All lines holding the word "always" are to be copied from the records beneath.

_Data records_
_ _ _ _ _

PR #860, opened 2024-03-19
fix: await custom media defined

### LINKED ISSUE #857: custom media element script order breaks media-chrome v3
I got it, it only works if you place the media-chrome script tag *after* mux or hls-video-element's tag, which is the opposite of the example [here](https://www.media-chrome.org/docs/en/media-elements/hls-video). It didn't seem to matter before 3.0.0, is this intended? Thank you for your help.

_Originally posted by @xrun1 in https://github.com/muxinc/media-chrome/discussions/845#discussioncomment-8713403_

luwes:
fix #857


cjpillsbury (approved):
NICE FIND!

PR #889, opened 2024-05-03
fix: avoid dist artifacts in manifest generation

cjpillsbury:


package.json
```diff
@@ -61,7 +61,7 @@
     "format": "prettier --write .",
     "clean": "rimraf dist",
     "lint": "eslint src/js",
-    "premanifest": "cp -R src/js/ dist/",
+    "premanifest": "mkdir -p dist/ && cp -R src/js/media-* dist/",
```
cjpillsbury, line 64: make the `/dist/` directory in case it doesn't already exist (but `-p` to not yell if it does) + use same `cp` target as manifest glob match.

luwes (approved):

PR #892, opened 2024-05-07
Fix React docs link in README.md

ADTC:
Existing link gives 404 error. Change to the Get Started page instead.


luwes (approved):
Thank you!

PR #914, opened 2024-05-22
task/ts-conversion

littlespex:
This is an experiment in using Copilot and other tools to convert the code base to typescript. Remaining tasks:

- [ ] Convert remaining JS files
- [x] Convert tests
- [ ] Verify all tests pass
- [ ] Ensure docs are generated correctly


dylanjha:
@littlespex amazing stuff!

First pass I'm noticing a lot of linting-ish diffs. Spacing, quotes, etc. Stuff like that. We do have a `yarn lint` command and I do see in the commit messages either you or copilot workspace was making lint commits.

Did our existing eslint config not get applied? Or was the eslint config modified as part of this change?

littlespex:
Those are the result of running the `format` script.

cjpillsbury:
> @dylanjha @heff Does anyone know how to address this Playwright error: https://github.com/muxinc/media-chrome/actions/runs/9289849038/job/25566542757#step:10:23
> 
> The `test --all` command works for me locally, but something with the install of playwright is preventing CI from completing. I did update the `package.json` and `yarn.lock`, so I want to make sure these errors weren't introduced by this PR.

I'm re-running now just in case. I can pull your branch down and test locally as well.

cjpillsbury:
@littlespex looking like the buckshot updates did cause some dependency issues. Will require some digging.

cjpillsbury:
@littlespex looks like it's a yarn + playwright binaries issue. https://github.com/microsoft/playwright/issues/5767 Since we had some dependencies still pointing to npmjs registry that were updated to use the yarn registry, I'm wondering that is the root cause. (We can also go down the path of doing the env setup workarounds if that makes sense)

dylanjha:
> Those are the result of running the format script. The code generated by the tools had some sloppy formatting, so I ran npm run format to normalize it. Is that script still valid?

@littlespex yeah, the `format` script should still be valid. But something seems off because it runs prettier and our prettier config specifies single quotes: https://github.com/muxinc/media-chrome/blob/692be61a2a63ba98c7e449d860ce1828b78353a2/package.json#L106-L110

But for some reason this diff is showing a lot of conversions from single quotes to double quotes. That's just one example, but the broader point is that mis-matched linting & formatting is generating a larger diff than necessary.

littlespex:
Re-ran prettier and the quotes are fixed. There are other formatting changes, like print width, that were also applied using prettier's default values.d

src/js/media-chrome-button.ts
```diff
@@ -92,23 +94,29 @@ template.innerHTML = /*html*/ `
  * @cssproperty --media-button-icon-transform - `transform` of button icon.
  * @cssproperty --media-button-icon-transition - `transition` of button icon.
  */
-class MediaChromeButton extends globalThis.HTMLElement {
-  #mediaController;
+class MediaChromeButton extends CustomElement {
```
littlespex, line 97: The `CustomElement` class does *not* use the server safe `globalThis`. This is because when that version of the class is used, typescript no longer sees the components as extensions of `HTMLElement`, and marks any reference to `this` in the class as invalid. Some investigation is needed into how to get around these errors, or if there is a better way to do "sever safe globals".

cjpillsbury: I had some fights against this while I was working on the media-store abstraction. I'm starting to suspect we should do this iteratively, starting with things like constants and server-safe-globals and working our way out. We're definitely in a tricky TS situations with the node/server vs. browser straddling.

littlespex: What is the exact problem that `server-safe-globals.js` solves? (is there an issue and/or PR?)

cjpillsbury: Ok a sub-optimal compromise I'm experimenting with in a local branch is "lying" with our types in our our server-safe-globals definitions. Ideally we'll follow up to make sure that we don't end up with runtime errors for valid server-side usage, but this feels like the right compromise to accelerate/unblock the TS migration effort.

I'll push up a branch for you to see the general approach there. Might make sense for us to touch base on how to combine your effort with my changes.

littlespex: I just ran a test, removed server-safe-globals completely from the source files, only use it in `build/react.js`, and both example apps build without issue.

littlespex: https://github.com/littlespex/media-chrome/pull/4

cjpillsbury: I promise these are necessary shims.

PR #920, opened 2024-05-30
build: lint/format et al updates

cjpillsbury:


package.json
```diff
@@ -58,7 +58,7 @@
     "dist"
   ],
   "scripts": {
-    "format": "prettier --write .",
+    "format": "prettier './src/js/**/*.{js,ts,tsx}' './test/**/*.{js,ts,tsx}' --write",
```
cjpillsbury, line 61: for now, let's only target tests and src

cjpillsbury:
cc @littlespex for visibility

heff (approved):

_ _ _ _ _

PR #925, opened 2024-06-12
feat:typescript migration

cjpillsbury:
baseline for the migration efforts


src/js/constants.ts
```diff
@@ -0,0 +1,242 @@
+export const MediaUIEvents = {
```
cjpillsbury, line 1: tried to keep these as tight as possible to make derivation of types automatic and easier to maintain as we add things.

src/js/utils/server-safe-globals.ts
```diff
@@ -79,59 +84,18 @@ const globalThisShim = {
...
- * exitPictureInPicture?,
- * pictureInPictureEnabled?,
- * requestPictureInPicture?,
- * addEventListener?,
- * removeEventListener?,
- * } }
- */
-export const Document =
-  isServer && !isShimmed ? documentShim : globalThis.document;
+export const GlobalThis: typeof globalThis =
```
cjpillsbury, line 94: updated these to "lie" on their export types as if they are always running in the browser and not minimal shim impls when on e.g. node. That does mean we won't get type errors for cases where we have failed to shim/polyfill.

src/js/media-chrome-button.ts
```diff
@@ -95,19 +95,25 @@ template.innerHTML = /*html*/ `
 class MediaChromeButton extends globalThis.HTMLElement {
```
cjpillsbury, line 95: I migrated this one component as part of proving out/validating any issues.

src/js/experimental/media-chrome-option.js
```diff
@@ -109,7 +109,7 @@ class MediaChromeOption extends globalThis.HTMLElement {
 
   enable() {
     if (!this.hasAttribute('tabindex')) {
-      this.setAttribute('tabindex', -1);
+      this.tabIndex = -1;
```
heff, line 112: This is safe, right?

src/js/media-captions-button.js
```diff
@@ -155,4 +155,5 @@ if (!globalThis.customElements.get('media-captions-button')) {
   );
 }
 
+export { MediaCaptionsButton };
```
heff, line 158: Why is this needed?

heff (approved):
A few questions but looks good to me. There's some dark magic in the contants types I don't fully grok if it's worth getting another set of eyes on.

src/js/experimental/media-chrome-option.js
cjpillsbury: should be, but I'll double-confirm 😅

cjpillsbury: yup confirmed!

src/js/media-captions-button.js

_ _ _ _ _

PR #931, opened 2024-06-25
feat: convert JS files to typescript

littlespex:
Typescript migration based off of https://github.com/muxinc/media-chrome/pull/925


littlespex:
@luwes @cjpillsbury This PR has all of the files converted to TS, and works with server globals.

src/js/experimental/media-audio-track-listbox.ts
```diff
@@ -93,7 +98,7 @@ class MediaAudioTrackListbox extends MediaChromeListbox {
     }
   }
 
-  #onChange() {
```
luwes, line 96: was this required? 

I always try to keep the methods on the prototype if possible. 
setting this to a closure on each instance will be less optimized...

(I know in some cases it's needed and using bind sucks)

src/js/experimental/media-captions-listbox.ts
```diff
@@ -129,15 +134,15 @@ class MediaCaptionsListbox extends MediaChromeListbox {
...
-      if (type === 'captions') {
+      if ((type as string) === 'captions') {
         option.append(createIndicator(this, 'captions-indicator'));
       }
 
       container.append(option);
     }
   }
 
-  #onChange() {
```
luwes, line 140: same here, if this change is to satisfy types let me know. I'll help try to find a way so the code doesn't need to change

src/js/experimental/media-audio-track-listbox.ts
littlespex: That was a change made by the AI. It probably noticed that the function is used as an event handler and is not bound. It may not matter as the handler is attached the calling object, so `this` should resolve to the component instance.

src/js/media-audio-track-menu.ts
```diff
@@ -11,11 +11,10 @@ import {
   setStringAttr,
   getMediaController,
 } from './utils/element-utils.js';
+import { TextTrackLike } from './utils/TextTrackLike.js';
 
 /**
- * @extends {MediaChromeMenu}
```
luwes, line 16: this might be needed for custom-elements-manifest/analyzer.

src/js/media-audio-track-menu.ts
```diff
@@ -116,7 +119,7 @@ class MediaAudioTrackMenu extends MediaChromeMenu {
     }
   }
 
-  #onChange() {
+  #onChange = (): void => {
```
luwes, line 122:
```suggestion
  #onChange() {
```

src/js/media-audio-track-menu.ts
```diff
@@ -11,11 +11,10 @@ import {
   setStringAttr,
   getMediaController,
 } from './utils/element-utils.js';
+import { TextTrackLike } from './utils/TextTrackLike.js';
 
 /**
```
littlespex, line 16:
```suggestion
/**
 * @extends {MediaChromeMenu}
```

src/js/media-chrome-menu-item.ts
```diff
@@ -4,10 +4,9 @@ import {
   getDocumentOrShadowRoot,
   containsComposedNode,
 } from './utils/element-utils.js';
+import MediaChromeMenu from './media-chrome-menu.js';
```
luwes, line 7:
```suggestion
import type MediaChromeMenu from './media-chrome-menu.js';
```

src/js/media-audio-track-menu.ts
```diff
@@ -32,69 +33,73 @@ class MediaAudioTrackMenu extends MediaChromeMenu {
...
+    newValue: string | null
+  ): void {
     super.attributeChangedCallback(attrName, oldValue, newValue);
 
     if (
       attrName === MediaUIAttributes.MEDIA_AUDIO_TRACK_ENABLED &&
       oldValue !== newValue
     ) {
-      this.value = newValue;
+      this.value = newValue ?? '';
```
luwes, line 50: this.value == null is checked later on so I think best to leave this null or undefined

_ _ _ _ _

_Exercise solution_
cjpillsbury, line 94: updated these to "lie" on their export types as if they are always running in the browser and not minimal shim impls when on e.g. node. That does mean we won't get type errors for cases where we have failed to shim/polyfill.
I always try to keep the methods on the prototype if possible. 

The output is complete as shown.